Piyasa beklentileri çok önemli. Öyle ki, beklentiler iyi yönetilemezse alınan tedbirlerin işe yaramaması bile mümkün. Gelecekle ilgili beklentiler bozuldukça iş dünyası ona göre fiyatlama yapar ve farkına varmadan enflasyonu besleyebilir. Kaldı ki, beklenti bozulduğunda ciddi sermaye hareketleri olabilir, kurlar yükselebilir ve akabinde zaten otomatik olarak maliyet enflasyonu yaşanır.
TCMB tarafından her ay piyasa profesyonellerinin nabzını yoklamak amacıyla ‘piyasa katılımcıları anketi’ düzenlenir ve yayınlanır.
Söz konusu anketin en başında katılımcı bilgileri bulunur. En son düzenlenen Nisan 2025 anketini 30 banka, 23 banka dışı finansal sektör ve 18 reel sektör firma temsilcileri olmak üzere toplam 71 kişi doldurdu.
Şimdi en son açıklanan anketi birlikte değerlendirelim.
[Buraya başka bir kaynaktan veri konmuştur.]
PR #9956, opened 2026-07-22
fix(sidebar): preserve workspace shortcut order when sidebar panel is hidden

kunsanglee:
## Summary

Preserves workspace shortcut order when the left sidebar panel is hidden. Previously, unmounting `WorktreeList` cleared the rendered-order cache, so `Cmd/Ctrl + 1–9` fell back to a flat live-store sort that could differ from the sidebar's project grouping, pinned positions, and section hierarchy.

## Fix

1. Retain the last rendered worktree ID order when `WorktreeList` unmounts.
2. Revalidate cached IDs against the current visible worktrees, preserve the cached relative order for IDs that remain visible, and append newly visible worktrees in live sort order.
3. Add regression coverage for cached ordering, archived and deleted IDs, newly visible worktrees, filter changes, and test-state cleanup.

## Screenshots

No visual change.

## Testing

- [ ] `pnpm lint` — left unchecked only because of a failure outside this PR's scope. `oxlint` passes for every file this PR changes; the full command reaches the type-aware exhaustiveness check and then fails on the pre-existing, unmodified `src/renderer/src/components/skills/skill-freshness-group.tsx:101`.
- [x] `pnpm typecheck`
- [x] `pnpm test` — the full suite passed on rerun. The first run had two environment-related timeouts while native/Electron dependencies were warming; both tests passed in isolation before the successful full rerun.
- [x] `pnpm build`
- [x] Targeted `visible-worktrees.test.ts` suite passed all 41 tests.
- [x] `git diff --check`

All commands above were run with Node 24 and pnpm 10.24.0.

## AI Review Report

Reviewed the branch diff against `main`, the rendered sidebar-order publication path, the workspace-index shortcut handler, and the live visibility computation.

The review found that the initial cache regression test did not seed the live Zustand store. Because the production code revalidates cached IDs against live visibility, that test would have returned an empty list. The test now seeds real worktrees and verifies:

- cached relative order is preserved;
- archived and deleted cached IDs are discarded;
- newly visible worktrees are appended in live sort order;
- active repository filters revalidate the cache.

Compatibility and risk review:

İçeride yaşanan gelişmelerin akabinde yabancı yatırımcının Türkiye piyasalarındaki pozisyonunu azaltması ve akabinde dövize gelen taleple oluşan dalgalanmalar, kısa süreli bile olsa piyasalarda ciddi belirsizliğe yol açtı. Piyasa beklentileri anketinde beklenti değişikliğini birlikte inceleyelim.
HEDEFTE SAPMA YOK
Önce enflasyon beklentilerindeki değişime bakalım. Yıl sonu TÜFE beklentisi, bir önceki anket döneminde yüzde 28.04 iken, yüzde 29.98’e yükseldi. Neredeyse 2 puanlık yükseliş gerçekleşmiş görünüyor. 12 ay sonrası enflasyon beklentisi de yüzde 24.55’ten yüzde 25.56’ya yaklaşık 1 puan civarı arttı. 24 ay sonrasında ise TÜFE beklentisi yüzde 17.06’dan yüzde 17.69’a yaklaşık yarım puan arttı. Dikkat edersek yıl sonu beklenti sapması yaklaşık 2 puan olurken, 12 ay sonrasında sapma 1 puan, 24 ay sonrasında ise yaklaşık yarım puan civarındadır. Buradan şunu söyleyebiliriz. Piyasa bu dalgalanmayı geçici olarak görüyor ve orta vade hedeflerde önemli bir sapmaya yol açmayacağı düşünülüyor.
Kur enflasyonu tetikleyici bir unsur olduğundan dikkatle takip edilmesi gereken bir husustur. Bu konuda beklentiler nasıl olmuş bir inceleyelim. Yıl sonu dolar kuru beklentisi 42.79 TL’den 43.60 TL’ye, 12 ay sonrası dolar kuru beklentisi ise 44.42 TL’den 45.85 TL’ye yükseldi. Görüleceği üzere kısa vadede kur yükseliş beklentisi düşükken, yıllık bazda 1 liradan daha fazla yükseldi. Çünkü yüksek faiz, gelecekle ilgili fiyatlamalarda kuru yukarı itiyor.
SANAYİCİLERİ DİNLEMEK GEREKİYOR
Büyüme verilerinde de yükselen faize bağlı olarak düşüşler olduğu görülüyor. 2025 yılı büyüme beklentisi yüzde 3.1’den yüzde 3’e, 2026 yılı için ise yüzde 4’ten yüzde 3.8’e düştü.
Bu beklentiler, yükselen faizlerin piyasada önemli bir daraltıcı etki oluşturacağı düşüncesine yol açıyor. O zaman da yatırım iştahı azalır ve piyasada hareketlilik beklentisi düşer.
Sanayi üretim verileri de zaten daralmayı açıkça gösteriyor. Şubat ayı sanayi üretimindeki imalat sanayinde yüzde 2.5 daralma da bu düşüncemizi teyit ediyor.
Sanayici ve iş adamlarının sesini daha fazla duymak ve onları daha yakından dinlemek gerekiyor. Aksi halde tedbir alalım derken beklentileri bozarsak hedefleri asla gerçekleştiremeyiz.